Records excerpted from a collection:
PR #521, opened 2017-06-27
Change bootstrapper to install the compiled version of KoreBuild

natemcmaster:
Changes the bootstrappers to use the "compiled" KoreBuild. Part of https://github.com/aspnet/KoreBuild/issues/258

This will also override the build.cmd/build.sh in individual repos to use the build.ps1 in the Unverse repo. This is temporary until we've updated all individual repos to use the new bootstrapper.

### DIFF
--- a/build.ps1
+++ b/build.ps1
@@ -1,66 +1,177 @@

Assignment:
The answer must be the line containing "This will also" and every line after it to the end of the data, exactly as written.

Your solution:
This will also override the build.cmd/build.sh in individual repos to use the build.ps1 in the Unverse repo. This is temporary until we've updated all individual repos to use the new bootstrapper.

### DIFF
--- a/build.ps1
+++ b/build.ps1
@@ -1,66 +1,177 @@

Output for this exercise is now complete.